Bunun en temel sebebi üretim maliyetleri içerisinde artık işgücü yoğunluğunun
azalmasıdır. İşgücü maliyetlerinin yoğunluğunun azalmasının sebepleri sabit
yatırım giderlerinin artması ve hem otomasyonun artmasıyla hem de toplam kalite
gibi yaklaşımların sonucu endirekt faaliyetlerin artmasıdır. Ayrıca bu yeni
durum maliyet kalemleri içinde genel yönetim giderlerinin payının yükselmesine
de sebep olmaktadır. Geleneksel maliyetle sistemlerinin hacim bazlı yaklaşımı
bu yeni durumda endirekt maliyetlerin ürünlere doğru şekilde yansıtılmasını
engellemektedir. İlk olarak ABD’de Kaplan ve Cooper tarafından faaliyet tabanlı
maliyet sistemi (Activity Based Costing) sistemi ortaya atılmıştır.
Faaliyet
tabanlı maliyet sistemi, ürünlerin işletmelerin kaynaklarını faaliyetler
bazında tükettiği, dolayısıyla genel üretim giderlerinin faaliyetler bazında
sınıflandırılması gerektiği düşüncesi ile hareket eden, ürün ile genel üretim
giderleri arasında sadece üretim hacmine bağlı olmaksızın çeşitli seviyelerde
doğrusal ilişki kuran bir maliyet ve yönetim anlayışı olarak tanımlanabilir.
Faaliyet
tabanlı maliyet sisteminin geleneksel maliyet sisteminden ayrılan yönü şu şekilde
açıklanabilir: Faaliyet tabanlı maliyet sistemi, geleneksel maliyet sisteminden
hacme bağlı olmayan genel üretim giderlerine bakışıyla ayrılır. Birçok önemli
genel üretim gideri hacimden göreli olarak bağımsız faaliyetlerdir. Örneğin
satın alma faaliyeti verilen satın alma siparişlerinin sayısıyla ilgilidir.

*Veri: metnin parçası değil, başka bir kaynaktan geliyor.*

PR #493, opened 2026-03-22
feat: add option to run core integration tests on kind

fstr:
**Problem**
1. The current firebolt-python-sdk integration test suite for core relies on docker-compose. The docker-compose setup is not part of the repository and is instead set up via a reusable GitHub Action. The compose file could be moved into this repository, but the more different cluster variations you want to test with the SDK, the more cumbersome the compose setup gets.
2. The compose setup is only run once before all integration tests are executed. If a test requires a different setup, the compose must be part of the test driver itself.

**Trade Off**
Both issues could be resolved while sticking to compose, but we already have a firebolt-core Helm chart published in GHCR, which makes multi-node cluster setups straight forward and undergoes continuous testing. If there are more components released via Helm charts in the future, they can easily be integrated. Kind has the downside that we need to work with `kubectl port-forward` to reach the core containers, so it's another layer in the test setup.

**Implementation**
- Add option to run Firebolt Core tests on a local kind cluster instead of using docker-compose with the goal of phasing out the docker-compose setup. For now, we can run the integration test suite with `--run-compose` or `--run-kind` or both. This approach was also chosen to show that there are no breaking changes.
- Update fixtures to depend on `kind_app_setup`, as the CORE_URL is only known after we installed the Helm chart and ran kubectl port-forward
- We set-up a kind cluster with a single Firebolt Core Helm chart installation at the beginning of the integration test suite. All tests run against this installation. This mirrors the docker-compose setup.
  - Add option to do additional customized Helm installations per test function/method. For example a 5 node cluster.

### DIFF
--- a/.github/workflows/integration-tests-core.yml
+++ b/.github/workflows/integration-tests-core.yml
@@ -69,7 +69,7 @@ jobs:
           python -m pip install --upgrade pip
           pip install ".[dev]"
 
-      - name: Run integration tests HTTP
+      - name: "Compose: Run integration tests HTTP"
         env:
           SERVICE_ID: ${{ secrets.FIREBOLT_CLIENT_ID_STG_NEW_IDN }}
           SERVICE_SECRET: ${{ secrets.FIREBOLT_CLIENT_SECRET_STG_NEW_IDN }}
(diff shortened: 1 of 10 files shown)


fstr:
Test run: https://github.com/firebolt-db/firebolt-python-sdk/actions/runs/23402812285/job/68076711457

gm42 (approved):

kop (dismissed):
Makes perfect sense!

gm42 (dismissed):

PR #51, opened 2016-11-11
show how a campaign is doing at a glance on the list view

steppenwells:
Used the analytics summary to display how a campaign is doing against where it should be and provides traffic light style colouring.

screen shot 2016-11-11 at 16 29 14

Hopefully it's clear. i plan to roll this out and then gather feedback on wording etc once it's in front of people.


kelvin-chappell (approved):
👍

PR #53, opened 2016-11-16
Show spinner while waiting for traffic driver data to load

kelvin-chappell:
So that you know you're waiting for a result, rather than there being no data available.

This also removes some repeated code in the traffic driver stats template.


Calanthe:
👍

PR #54, opened 2016-11-16
Look up DFP line items in multiple orders

kelvin-chappell:
There are separate orders for hosted and paid traffic drivers.  That's why the expected traffic drivers weren't appearing in paid campaigns.


steppenwells (approved):
Looks sensible

👍

PR #56, opened 2016-11-28
Campaign list - column's sorting

Calanthe:
This PR introduces column's sorting on the campaign list.

screen shot 2016-11-28 at 17 33 57

@clloyd @steppenwells

### DIFF
--- a/public/components/CampaignList/CampaignList.js
+++ b/public/components/CampaignList/CampaignList.js
@@ -11,33 +11,39 @@ class CampaignList extends React.Component {
     campaigns: []
   };
 
-  sortOrder = {
-    'name': true, //false = DESC, true = ASC
-    'type': false,
-    'status': false,
-    'actualValue': false,
-    'startDate': false,
-    'endDate': false
-  };
+  getSortOrder = (column) => {
+    let order = false; //false = DESC, true = ASC
+    let DOMNode = this.refs['sort-' + column];
+    let cssClass = DOMNode ? DOMNode.className : '';
 
-  setHeaderCssClass = (currentHeader) => {
-    let sortedColumn = this.props.campaignSortColumn || 'name';
-    let order = this.sortOrder[sortedColumn] ? 'asc' : 'desc';
-    let cssClass = 'campaign-list__header-order';
-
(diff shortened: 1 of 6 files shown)


public/components/CampaignList/CampaignList.js
```diff
@@ -11,6 +11,40 @@ class CampaignList extends React.Component {
...
+    sortOrder: {
+      'name': true, //false = DESC, true = ASC
+      'type': false,
+      'status': false,
+      'actualValue': false,
+      'startDate': false,
+      'endDate': false
+    },
+    headersCssClasses: {
+      'name': 'campaign-list__header-order--desc name',
```
Calanthe: I know that you prefer to have one css class per tag @clloyd. Do you think that's an issue here?

clloyd: Does any of this need to be stored in the component state? Can it be implied from the redux global state? Same from the classes, can they be constructed on each render, then you don't need to keep them all in sync?

public/components/CampaignList/CampaignList.js
```diff
@@ -11,6 +11,40 @@ class CampaignList extends React.Component {
...
+  };
+
+  setCampaignSort = (c) => {
+    const order = this.state.sortOrder[c] ? 'asc' : 'desc';
+
+    //sort campaign list
+    this.props.uiActions.setCampaignSort(c, this.state.sortOrder[c]);
+    //reset all of the headers' css classes so by default there is always up and down arrow
+    for (let value in this.state.headersCssClasses) {
+      this.state.headersCssClasses[value] = 'campaign-list__header-order ' + value;
```
clloyd: I don't think you need any of this information in the component state... but even if you do, don't modify this.state directly it won't trigger a render, you should call this.setState

public/components/CampaignList/CampaignList.js
clloyd: I've no huge issue with two class names where it makes sense, I think it does in this case.

clloyd (changes requested):

clloyd (approved):

PR #57, opened 2016-11-29
Possibly improve measurement of campaign 'uniques'

kelvin-chappell:
This change measures unique page views per campaign directly from GA, instead of deriving the figure from unique page views per campaign page.
This value shouldn't be sampled, so should be accurate.
But it might not be what people expect!

Although assuming happiness ≈ accuracy / expectation * randomFactor.

There's some refactoring too.

/cc @steppenwells @guardian/labs-beta

### DIFF
--- a/app/controllers/CampaignApi.scala
+++ b/app/controllers/CampaignApi.scala
@@ -1,7 +1,5 @@
 package controllers
 
-import java.util.UUID
-
 import model._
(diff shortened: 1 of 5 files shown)


kelvin-chappell:
Uniques for the campaign is the same as uniques per page summed, so redundant!

PR #58, opened 2016-12-02
Sw refresh bug fixes

steppenwells:
Fed up with not making progress on unique users I've fix a few bugs that I found in trello. They are:

- after refresh ended campaigns become live again
- after refresh ended campaigns loose their logo
- rename capi import to import campaign

And as a bonus stop saying ended campaigns end in -x days, not say they ended x days ago (and depluralise "days" when there's only one day in question).


kelvin-chappell (approved):
👍

PR #59, opened 2016-12-05
Campaigns' columns sorting fixes

Calanthe:
The campaign's list by default should be sorted by the end date field. All 'not yet configured values' should be infinite so by default (DESC order) they will be at the bottom of the list.

I also fixed the `min-width` value of columns so they will be correctly visible on smaller breakpoints.

Before:
screen shot 2016-12-05 at 15 01 43

After:
screen shot 2016-12-05 at 15 01 13


steppenwells (approved):
Looks god 👍

PR #60, opened 2016-12-05
Kill webpack dev server on sbt shutdown

kelvin-chappell:
Have to keep manually killing the webpack server whenever I restart sbt.
This change does it as part of the script.


steppenwells (approved):
:+1:

PR #61, opened 2016-12-07
Fetch traffic driver suggestions for a campaign

kelvin-chappell:
This PR just provides an api endpoint to fetch the suggestions.
It runs through a list of increasingly relaxed fetches until it arrives at one that has at least one result, so that there are more likely to be false positives than missing values.

I haven't filtered out the traffic drivers that are already linked to a campaign yet because this will be valuable to see if the fetching queries are sensible.

The next steps will be to integrate this into the campaign page, and then link the accepted line items to the campaign in DFP.

/cc @guardian/labs-beta


steppenwells (approved):
👍

PR #62, opened 2016-12-09
Link DFP line items to campaigns

kelvin-chappell:
This provides an API endpoint to link a traffic driver to a campaign.

Next step is to use this endpoint in the campaign page, and integrate it with the suggestions functionality in #61.

/cc @guardian/labs-beta

PR #65, opened 2016-12-13
Show traffic driver suggestions

kelvin-chappell:
Eg.
image

Buttons have no effect until linking code in #62 is deployed.

/cc @guardian/labs-beta

### DIFF
--- a/app/model/TrafficDriver.scala
+++ b/app/model/TrafficDriver.scala
@@ -57,7 +57,7 @@ object TrafficDriver {
     TrafficDriver(
       id = lineItem.getId,
       name = lineItem.getName,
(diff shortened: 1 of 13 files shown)


steppenwells (changes requested):
Would it be possible to wire up the buttons to real functionality before we roll this out?

Also how is ignore suggestion going to work?

kelvin-chappell:
Yes, I'll keep this on hold until the linking is actually working.

I haven't worked out what to do with the ignore yet! Store it in dynamo I should think.

kelvin-chappell:
The 'accept suggestion' functionality is now working!

(I'll get the 'ignore suggestion' working in a separate PR.)

kelvin-chappell:
@steppenwells @clloyd Do you mind having a look over commit 0a23aef0a82d0f1506de9f72d3014d670d6bea8f please?

steppenwells (approved):
looks legit

PR #67, opened 2016-12-14
Sw hmac on management

steppenwells:
Adds HMAC authentication on management api - see https://github.com/guardian/panda-hmac for 'details'

Adds a new endpoint to refresh expiring campaigns form capi, this will either update them to the dead state or prolong them if they have been extended in tag manager.


kelvin-chappell (approved):
Looks good to me

PR #71, opened 2016-12-22
Bump DFP client version

kelvin-chappell:
And:
* explicitly include guava version, because transitive dependency gets evicted
* bump scalatest
* remove redundant joda-convert dependency


steppenwells (approved):
:+1:

PR #1182, opened 2023-11-02
Reintroduce QVM support

Daggolin:
# Prologue
The original jka release used native binaries, but the vanilla jamp and jampded engine binaries were still capable of loading QVM mods and both, the 2003 SDK and the 2013 release of the code could be used to compile QVMs for `jampgame`, `cgame` and `ui`. It is unknown whether anyone tried to make use of that before 2013, but there seems to be no publicly known mods that made use of QVMs, thus OpenJK removed support for QVMs early on. However, the interest in QVM mods has increased over time for better mod-compatibility accross different platforms and there is currently at least one server running jampded with a QVM based mod. For those reasons this pull request readds QVM support by porting the QVM code from jk2mv (which ported parts of it from ioq3) and adjusting the module APIs to support QVMs.

## Issues when using QVMs on vanilla jamp/jampded
- The string pointers written into the `glconfig_t` instances inside of `cgame` and `ui` would point to engine memory, making them invalid
- The notetrack callback for the roff system would pass a pointer to engine memory into the module, making it invalid (this issue already existed in jk2, but vanilla jk2 modules didn't properly support roff, leading to a very low chance of anyone actually having encountered the bug on there)
- A few of the NAV VM_Calls would pass `vec3_t` (pointer to float) into the game module, possibly affecting NPC pathfinding

# Pull Request
## QVM related changes
- Ports `vm_arm.cpp`, `vm_interpreted.cpp`, `vm_local.h` and `vm_x86.c` from mvdevs/jk2mv (which in turn got some of its code from ioq3 and multiple contributors)
- Ports various QVM related functions from mvdevs/jk2mv
- Reintroduces the cvars `vm_game`, `vm_cgame` and `vm_ui`
- Reintroduces the commands `vminfo` and `vmprofile`
- Maps G2 pointers to integer handles for the module APIs when using QVMs, because the types within the QVM are 32 bit, making 64 bit pointers incompatible
- Replaces `sharedEntity_t` in the engine with `sharedEntityMapper_t`. As the QVM types are 32 bit the `sharedEntity_t` struct doesn't match when running the engine as 64 bit build. To work around this the engine stores the correct addresses for the members of `sharedEntity_t` in `sharedEntityMapper_t` when the game module passes the shared entities into `SV_LocateGameData`.
- Solves the vanilla jamp/jampded issues by allocating additional memory for the QVM on load. This additional memory is used to write data into and then pass a pointer to that data into the module, which is valid, because it's within the datamask for the module.
- Replaces the exceptions in `qcommon.cpp` with `longjmp`, because throwing exceptions within a VM_Call was unreliable

## Other changes
- Fixes undefined behavior in `SV_ClipMoveToEntities`, which becmae obvious when replacing `sharedEntity_t` with `sharedEntityMapper_t`
- The `vm_legacy` cvar is no longer limited to `_DEBUG` builds to make potenital API tests with users easier, because it doesn't require extra builds
- Adds `com_dedicatedForceErrorsToFatal` cvar to be able to disable the `ERR_DROP` to `ERR_FATAL` rewrite for Com_Error calls on dedicated servers
- Blocks additional file extensions for write attempts from VMs (`dll`, `exe`, `bat`, `cmd`, `dylib`, `so`, `qvm`, `pk3`).
- Resolves filenames for the extension check to cover symlinks and potential bypasses of the checks
- Blocks a few characters in filenames specified by VMs (`<>:"|?*`)


mrwonko (commented):
I didn't get very far into the review before I got nerdsniped into trying to find a cleaner solution for the cross-module error throws/longjumps. But who knows when I'll get back to this, so here's what I have so far.

codemp/client/cl_uiapi.cpp
```diff
@@ -36,6 +39,62 @@ extern botlib_export_t *botlib_export;
 static uiExport_t *uie; // ui export table
 static vm_t *uivm; // ui vm, valid for legacy and new api
 
+typedef std::unordered_map<g2handle_t, CGhoul2Info_v*> g2HandleToG2_m;
+
+static g2HandleToG2_m g2Mapping;
+static g2handle_t g2NextHandle = (g2handle_t)1; // Start at 1, because 0 has special meaning
+
+static inline CGhoul2Info_v *CL_UI_G2Map_GetG2FromHandle( g2handleptr_t g2h )
```
mrwonko, line 47: Instead of duplicating all this g2mapping code, it would be nice to wrap it in a class so it can be instantiated twice

codemp/client/cl_cgameapi.cpp
```diff
@@ -356,6 +496,28 @@ static void CL_S_Shutup( qboolean shutup ) {
...
+	// The renderer should look up the handle on its own, but as we have to stay compatible with the modular renderer
+	// system we can't change the renderer for this and have to meet its expectations instead...
+
+	// Get a copy of the refEntity data. For a QVM mod the ghoul2 pointer at the end might contain some additional data,
+	// because the QVM stores it as 32 bit and if the engine is 64 bit it is going to read slightly out of bounds of the
+	// struct in the QVM, but CL_G2Map_GetG2FromHandle should take care of that by casting.
+	refEntity_t refEntCopy = *refEnt;
+
+	// Get the ghoul2 instance from the handle
+	refEntCopy.ghoul2 = CL_G2Map_GetG2FromHandle( (g2handleptr_t)refEnt->ghoul2 );
```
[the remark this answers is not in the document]
mrwonko: So I checked, and it looks like int is of equal size in both cases. But it's not guaranteed to be, so it would be nice to use int32_t instead. And there should be an assertion for the sizeof refEnt_t to be safe.

codemp/game/g_public.h
```diff
@@ -254,6 +254,86 @@ typedef struct sharedEntity_s {
...
+	int				noWaypointTime;		//Debouncer - so don't keep checking every waypoint in existance every frame that you can't find one
+	int				combatPoint;
+	int				failedWaypoints[MAX_FAILED_NODES];
+	int				failedWaypointCheckTime;
+
+	int				next_roff_time; //rww - npc's need to know when they're getting roff'd
+} sharedEntity_qvm_t;
+
+typedef struct sharedEntityMapper_s {
+	entityState_t	*s;				// communicated by server to clients
```
mrwonko, line 296: if this used references (or some kind of dumb smart pointer?) instead of raw pointers, we could avoid having to turn all the `.` into `->`, which would make this more appealing to merge downstream. But I've not looked at enough of the context to know if that's possible; particularly whether references' initialize-once-and-never-reassign semantics work here.

codemp/qcommon/common.cpp
```diff
@@ -289,7 +293,7 @@ void NORETURN QDECL Com_Error( int code, const char *fmt, ... ) {
 	}
 
 	if ( code == ERR_DISCONNECT || code == ERR_SERVERDISCONNECT || code == ERR_DROP || code == ERR_NEED_CD ) {
-		throw code;
+		longjmp(abortframe, code+1); // +1 to avoid 0 value
```
mrwonko, line 296: I think using longjmp instead of exceptions should probably be a separate PR. I have many thoughts.

codemp/qcommon/files.cpp
```diff
@@ -312,6 +312,77 @@ FILE*		missingFiles = NULL;
...
 #endif
 
+const char *get_filename_ext(const char *filename) {
+	const char *dot = strrchr(filename, '.');
+	if (!dot || dot == filename) return "";
+	return dot + 1;
+}
+
+// We don't want VMs to be able to access the following file extensions
+static char *invalidExtensions[] = {
```
mrwonko, line 322: an `std::array<const char*>` is nicer to work with; but this could arguably also be an `std::set` (though for a small set like this one, an array is likely more efficient)

codemp/qcommon/files.cpp
```diff
@@ -312,6 +312,77 @@ FILE*		missingFiles = NULL;
...
+qboolean FS_IsInvalidExtension( const char *ext ) {
+	int i;
+
+	// Compare against the list of forbidden extensions
+	for ( i = 0; i < invalidExtensionsAmount; i++ ) {
+		if ( !Q_stricmp(ext, invalidExtensions[i]) )
+			return qtrue;
+	}
+
+	// Additional check we don't currently need, but if support for another platform is added and the list above is not
```
mrwonko, line 343: I'd have done a compile-time-check using a `static_assert` to verify that `DLL_EXT` is included in `invalidExtensions`, but that might require more constexpr than C++11 gives us

codemp/qcommon/files.cpp
```diff
@@ -312,6 +312,77 @@ FILE*		missingFiles = NULL;
...
+	return qfalse;
+}
+
+// Invalid characters. Originally intended to be OS-specific, but considering that VMs run on different systems it's
+// probably not a bad idea to share the same behavior on all systems.
+qboolean FS_ContainsInvalidCharacters( const char *filename ) {
+	static char *invalidCharacters = "<>:\"|?*";
+	char *ptr = invalidCharacters;
+
+	while ( *ptr ) {
```
mrwonko, line 357: This is premature optimization, but I don't like this quadratic runtime. A single loop over filename with a `switch` for all invalid characters would be more efficient. Or you could use `std::find_first_of` for simplicity - the compiler will probably make that at least as efficient as the manual switch statement.

codemp/qcommon/files.cpp
```diff
@@ -312,6 +312,77 @@ FILE*		missingFiles = NULL;
...
+	// Resolve paths
+	resolved = Sys_ResolvePath( ospath );
+	if ( !strlen(resolved) ) return qtrue;
+	realPath = Sys_RealPath( resolved );
+	if ( !strlen(realPath) ) return qtrue;
+
+	// Check all three, the original input, the resolved and the real path, in case there is a symlink
+	// NOTE: Checking the ospath shouldn't be required, because we resolved the path, but let's check it anyway.
+	if ( FS_IsInvalidExtension(get_filename_ext(ospath)) || FS_IsInvalidExtension(get_filename_ext(resolved)) || FS_IsInvalidExtension(get_filename_ext(realPath)) ) {
+		Com_Printf( "FS_IsInvalidWriteOSPath: blocked writing binary file \"%s\" (%s) [%s].\n", ospath, resolved, realPath );
```
mrwonko, line 379: This feels like the wrong place for this log. This function should be pure (FS operations like following symlinks aside), and this log should be done by its caller.

mrwonko (commented):
gee, this is a large PR... I'll need to return to it and continue later.

codemp/game/g_public.h
mrwonko: Actually, I don't think you can overload `operator.`, so references are probably the only way to avoid adding another level of pointer indirection.

codemp/client/cl_cgameapi.cpp
```diff
@@ -37,6 +40,62 @@ extern botlib_export_t *botlib_export;
...
+}
+
+static void CL_G2Map_Update( g2handleptr_t *g2h, CGhoul2Info_v *g2Ptr )
+{ // Inserts and/or erases to/from the map and updates the handle pointer
+	if ( cgvm->dllHandle ) return;
+
+	g2handle_t *g2handle = (g2handle_t*)g2h;
+	if ( !*g2handle && g2Ptr )
+	{ // Got a 0 handle, but a non-0 pointer: add to map and set handle
+		// Unlikely to happen, but should we ever cycle through the whole integer range start searching for gaps
```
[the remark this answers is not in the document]
mrwonko: It might be more efficient to maintain a free list, i.e. keep track of released indices. It depends on the exact usage pattern, though.

codemp/qcommon/common.cpp
mrwonko: I did not understand that exceptions cause crashes in QVM JIT. That makes sense, and explains why its necessary to revert to the longjmp used in JK2 and Q3. I hate that this prevents the use of custom destructors in any function that can (directly or indirectly) call `Com_Error`, but translating between longjmps and exceptions at the module boundary every time does not seem feasible.

- [ ] I should annotate all functions that are affected by this to see the impact and check if it's safe. I'd kind of like those annotations to be included in this PR, but I suspect there will be too many of them, leading to many potential merge conflicts downstream.

codemp/client/cl_cgameapi.cpp
```diff
@@ -213,9 +272,26 @@ qboolean CGVM_NoUseableForce( void ) {
...
 
+static size_t vec3_size = sizeof(vec3_t);
 void CGVM_GetOrigin( int entID, vec3_t out ) {
 	if ( cgvm->isLegacy ) {
-		VM_Call( cgvm, CG_GET_ORIGIN, entID, reinterpret_cast< intptr_t >( out ) );
+		float *out_ptr;
+		float *out_ptr_vm;
+
+		if ( !cgvm->dllHandle ) {
+			out_ptr = (float*)VM_ExtraMemory_ClaimData(cgvm, (float*)out, vec3_size);
```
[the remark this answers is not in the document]
mrwonko: And since it looks like the longjmp is mandatory, RAII is not an option here :(

codemp/client/cl_cgameapi.cpp
```diff
@@ -37,6 +40,62 @@ extern botlib_export_t *botlib_export;
...
+static inline CGhoul2Info_v **CL_G2Map_GetG2PtrFromHandle( g2handleptr_t *g2h )
+{ // Returns a pointer to the g2 object pointer in the map so g2 functions can update the pointer
+	// Native libraries should not use the pointer, but in theory they could use
+	// it. Thus we don't perform any mapping for native libraries to avoid
+	// issues with custom modules.
+	if ( cgvm->dllHandle ) return (CGhoul2Info_v **)g2h;
+
+	g2handle_t g2handle = *((g2handle_t*)g2h);
+	if ( !g2handle )
+	{ // Special case: the g2 handle is not valid, yet. Return a pointer to a static temporary pointer. Insertion is handled by calling CL_G2Map_Update after calling the G2API
```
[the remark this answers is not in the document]
mrwonko: I understand this better now, and it seems fairly easy to get rid of this hack: 1fd2945c183d14d54962d734425c436bb9968a95

codemp/server/server.h
```diff
@@ -152,6 +154,7 @@ typedef struct client_s {
 	int				lastClientCommand;	// reliable client message sequence
 	char			lastClientCommandString[MAX_STRING_CHARS];
 	sharedEntity_t	*gentity;			// SV_GentityNum(clientnum)
```
mrwonko, line 156: The entity this points to can be either in the QVM or Native, right? So there's no way to use it safely, I think this should be deleted, only `gentityMapper` can be used safe.

mrwonko: fix in f81e89390cae67f7cb8ad33d98048919f6604e7f

entdark:
When the merge @Daggolin?!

Burada kaynakları tüketen üretim hacmi değil, bu aktivitelerin hacmidir. Faaliyet
tabanlı maliyet sistemi bu tür aktiviteleri hem üretim maliyetlerini
belirlemede hem de süreç kontrolde kullanır.
Faaliyet
tabanlı maliyet sistemi; faaliyetlerin, ürünlerin ve müşterilerin maliyet ve
performanslarını ölçüm yöntemi olarak da tarif edilebilir. Ürün maliyeti
belirleme uygulamalarında Faaliyet tabanlı maliyet sistemi, üretim, pazarlama,
satış, dağıtım ve satış sonrası hizmetlerle tüketilen kaynakların ve
faaliyetler sonucu ortaya çıkan ürünlere bu maliyetlerin yüklenmesini sağlar. Faaliyet
tabanlı maliyet sistemi, başlangıçta bir maliyet hesaplama yöntemi olarak
ortaya çıkmış olsa da bu sistem yönetsel bilgi sağlamada etkilidir. Yönetim
önemli maliyetlerin nerede ortaya çıktığını ve bunların nedenlerini görme
imkanı bulur. Firmalar muhasebe sistemlerini Faaliyet tabanlı maliyet sistemine
göre yeniden düzenlemek zorunda değildirler. Bunun yerine firmalar rekabetçiliklerinin
gelişmesine katkıda bulunacak ve katma değer yaratan faaliyetler üzerine
odaklanabilirler. İkinci bir maliyet sistemi olarak faaliyet tabanlı maliyet
sisteminin uygulanması ile fiyatlandırma, pazarlama, ürün dizaynı ve ürün
karışımının belirlenmesi bu sistemden sağlanan bilgilerle daha etkin biçimde
gerçekleştirilebilir.
Faaliyet
tabanlı maliyet sisteminin iki temel kavramı faaliyetler ve maliyet
sürücüleridir. Faaliyetler,
işletmeninin amaçlarını gerçekleştirmek amacıyla işletme içerisindeki
özelleştirilmiş gruplar tarafından tekrarlı şekilde yerine getirilen
görevlerdir. Bir faaliyet işletmenin ne yaptığını tanımlar. Ürün imalatı
açısından faaliyet, ürünlerin üretilmesini direkt ya da endirekt biçimde
destekleyen işlerdir. Söz konusu faaliyetleri birim faaliyetleri, parti
faaliyetleri, ürün seviyesi faaliyetleri ve ürün olmayan seviye faaliyetleri
şeklinde sınıflandırmak mümkündür. Birim faaliyetleri, üretilen her bir ürün birimi
ile bağlantılı olan faaliyetlerdir. Örneğin, yerleştirme, test etme ve
gözlemleme faaliyetleri elektronik sektöründe birim faaliyetleridir.Parti
faaliyetleri, üretilen her bir parti ile ilgili ortaya çıkan faaliyetlerdir. Bu
faaliyetlere örnek olarak parça siparişi, malzeme taşıma ve üretim hazırlıkları
verilebilir.Ürün seviyesi faaliyetleri, mühendislik değişimlerinin yapılması, ürün
ağaçlarının değiştirilmesi…vb faaliyetler birim veya parti seviyesinden daha
üst seviyede gerçekleştirilen faaliyetlerdir. Ürün olmayan seviye faaliyetleri,
tesisler, müşteriler, işletme,…vb seviyeyi ilgilendiren maliyet nesneleri ile
ilgilidir.
Maliyet sürücüsü ise, ortaya çıktığında
maliyet yaratan faktör olarak tanımlanabilir. Fabrikalardaki faaliyetlere ait
maliyetlerin büyük çoğunluğunun tüm ürünler tarafından paylaşılması gereklidir.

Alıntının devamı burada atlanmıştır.